Saved data entries
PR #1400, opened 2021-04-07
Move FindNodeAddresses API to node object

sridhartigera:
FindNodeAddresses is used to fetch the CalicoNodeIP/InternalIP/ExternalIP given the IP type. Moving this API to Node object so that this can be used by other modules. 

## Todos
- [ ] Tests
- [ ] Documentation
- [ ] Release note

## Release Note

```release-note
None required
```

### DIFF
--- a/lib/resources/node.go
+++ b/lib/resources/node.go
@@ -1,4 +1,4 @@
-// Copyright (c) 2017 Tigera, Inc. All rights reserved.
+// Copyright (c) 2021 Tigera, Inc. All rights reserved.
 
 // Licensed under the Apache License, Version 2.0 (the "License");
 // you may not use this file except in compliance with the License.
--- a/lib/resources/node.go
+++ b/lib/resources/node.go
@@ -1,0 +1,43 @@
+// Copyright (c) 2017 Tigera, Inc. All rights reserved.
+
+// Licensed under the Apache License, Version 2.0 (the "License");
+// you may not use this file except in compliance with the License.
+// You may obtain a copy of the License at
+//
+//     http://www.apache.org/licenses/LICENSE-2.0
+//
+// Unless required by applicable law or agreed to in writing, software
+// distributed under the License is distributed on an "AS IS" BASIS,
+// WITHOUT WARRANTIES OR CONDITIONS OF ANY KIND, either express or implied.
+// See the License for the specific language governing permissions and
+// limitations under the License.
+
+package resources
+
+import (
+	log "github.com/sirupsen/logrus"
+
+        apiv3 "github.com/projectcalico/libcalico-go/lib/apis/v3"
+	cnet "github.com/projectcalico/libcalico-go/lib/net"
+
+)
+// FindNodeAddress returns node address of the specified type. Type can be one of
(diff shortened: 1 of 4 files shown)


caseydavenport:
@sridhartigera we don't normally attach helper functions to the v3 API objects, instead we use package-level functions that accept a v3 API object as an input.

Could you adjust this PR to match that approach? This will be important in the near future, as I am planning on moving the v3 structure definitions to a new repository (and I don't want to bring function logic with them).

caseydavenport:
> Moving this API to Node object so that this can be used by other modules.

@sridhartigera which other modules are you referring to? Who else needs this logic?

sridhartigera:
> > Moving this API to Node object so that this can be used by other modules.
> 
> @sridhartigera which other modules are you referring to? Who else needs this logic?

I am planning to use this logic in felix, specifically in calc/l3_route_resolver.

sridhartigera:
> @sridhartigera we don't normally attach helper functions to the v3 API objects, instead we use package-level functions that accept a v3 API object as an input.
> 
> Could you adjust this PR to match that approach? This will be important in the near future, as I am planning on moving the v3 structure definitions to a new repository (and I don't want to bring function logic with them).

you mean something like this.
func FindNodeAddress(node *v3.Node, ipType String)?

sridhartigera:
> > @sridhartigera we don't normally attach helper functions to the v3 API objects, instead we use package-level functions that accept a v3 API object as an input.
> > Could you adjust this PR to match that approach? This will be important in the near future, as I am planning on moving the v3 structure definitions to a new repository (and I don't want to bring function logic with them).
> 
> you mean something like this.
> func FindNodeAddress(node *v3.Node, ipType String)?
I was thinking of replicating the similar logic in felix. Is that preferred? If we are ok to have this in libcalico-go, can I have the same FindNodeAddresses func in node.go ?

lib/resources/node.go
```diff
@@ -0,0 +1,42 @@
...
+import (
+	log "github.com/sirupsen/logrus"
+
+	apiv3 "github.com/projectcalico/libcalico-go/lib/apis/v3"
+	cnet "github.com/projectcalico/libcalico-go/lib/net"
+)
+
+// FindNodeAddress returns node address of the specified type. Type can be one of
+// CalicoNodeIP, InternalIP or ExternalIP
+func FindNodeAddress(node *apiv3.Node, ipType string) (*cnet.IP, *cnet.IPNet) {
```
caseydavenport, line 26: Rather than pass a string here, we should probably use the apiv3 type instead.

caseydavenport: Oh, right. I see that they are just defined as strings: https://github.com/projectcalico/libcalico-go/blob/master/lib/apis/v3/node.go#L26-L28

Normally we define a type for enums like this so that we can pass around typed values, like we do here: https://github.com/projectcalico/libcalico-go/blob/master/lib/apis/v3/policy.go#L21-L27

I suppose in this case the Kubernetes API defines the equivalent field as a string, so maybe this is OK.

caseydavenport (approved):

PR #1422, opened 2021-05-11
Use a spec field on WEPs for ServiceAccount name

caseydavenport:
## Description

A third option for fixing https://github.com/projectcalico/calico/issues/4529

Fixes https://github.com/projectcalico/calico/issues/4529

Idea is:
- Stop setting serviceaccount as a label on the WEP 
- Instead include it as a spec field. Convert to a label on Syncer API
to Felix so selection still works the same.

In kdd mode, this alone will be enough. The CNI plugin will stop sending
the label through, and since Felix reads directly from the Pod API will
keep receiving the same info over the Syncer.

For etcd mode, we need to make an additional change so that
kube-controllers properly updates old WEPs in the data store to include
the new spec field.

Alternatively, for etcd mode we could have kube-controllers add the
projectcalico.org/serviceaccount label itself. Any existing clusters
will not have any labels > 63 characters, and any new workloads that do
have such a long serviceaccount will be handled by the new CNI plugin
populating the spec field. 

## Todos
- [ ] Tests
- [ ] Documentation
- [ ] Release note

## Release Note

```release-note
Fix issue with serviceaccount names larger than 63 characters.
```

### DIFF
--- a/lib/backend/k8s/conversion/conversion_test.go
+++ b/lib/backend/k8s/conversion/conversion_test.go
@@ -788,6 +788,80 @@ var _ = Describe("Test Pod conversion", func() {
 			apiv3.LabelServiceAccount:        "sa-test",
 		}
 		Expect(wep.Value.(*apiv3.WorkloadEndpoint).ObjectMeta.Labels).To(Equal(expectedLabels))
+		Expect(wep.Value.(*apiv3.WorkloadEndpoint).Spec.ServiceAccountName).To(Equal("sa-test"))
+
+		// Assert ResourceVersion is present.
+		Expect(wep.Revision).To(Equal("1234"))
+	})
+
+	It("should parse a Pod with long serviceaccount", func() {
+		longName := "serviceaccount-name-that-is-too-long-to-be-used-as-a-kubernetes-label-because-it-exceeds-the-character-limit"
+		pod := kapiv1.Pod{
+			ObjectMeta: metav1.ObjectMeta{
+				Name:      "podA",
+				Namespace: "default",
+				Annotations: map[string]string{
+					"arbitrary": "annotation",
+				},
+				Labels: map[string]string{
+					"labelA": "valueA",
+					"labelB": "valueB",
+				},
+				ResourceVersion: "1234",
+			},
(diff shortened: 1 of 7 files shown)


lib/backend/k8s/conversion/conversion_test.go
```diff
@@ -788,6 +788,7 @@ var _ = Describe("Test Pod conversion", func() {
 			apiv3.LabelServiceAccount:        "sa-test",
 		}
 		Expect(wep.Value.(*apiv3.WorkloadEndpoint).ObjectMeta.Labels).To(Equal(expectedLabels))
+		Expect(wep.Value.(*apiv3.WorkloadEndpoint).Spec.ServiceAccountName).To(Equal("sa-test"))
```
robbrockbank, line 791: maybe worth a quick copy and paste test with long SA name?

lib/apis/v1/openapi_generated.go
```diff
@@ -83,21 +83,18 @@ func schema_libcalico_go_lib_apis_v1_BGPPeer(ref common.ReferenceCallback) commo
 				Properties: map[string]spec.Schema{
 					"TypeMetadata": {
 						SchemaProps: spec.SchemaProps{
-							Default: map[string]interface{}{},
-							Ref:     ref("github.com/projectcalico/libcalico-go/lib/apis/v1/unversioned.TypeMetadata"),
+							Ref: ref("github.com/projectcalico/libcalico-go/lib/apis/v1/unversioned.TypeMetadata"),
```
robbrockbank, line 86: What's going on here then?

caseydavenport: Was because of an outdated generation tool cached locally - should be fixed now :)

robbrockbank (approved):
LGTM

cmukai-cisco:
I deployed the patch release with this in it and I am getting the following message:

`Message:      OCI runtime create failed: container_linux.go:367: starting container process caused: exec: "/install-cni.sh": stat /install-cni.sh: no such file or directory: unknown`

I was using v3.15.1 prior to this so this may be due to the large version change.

Exercise description → Return each line of the data that contains the string "rights".

Result for this task →
-// Copyright (c) 2017 Tigera, Inc. All rights reserved.
+// Copyright (c) 2021 Tigera, Inc. All rights reserved.
+// Copyright (c) 2017 Tigera, Inc. All rights reserved.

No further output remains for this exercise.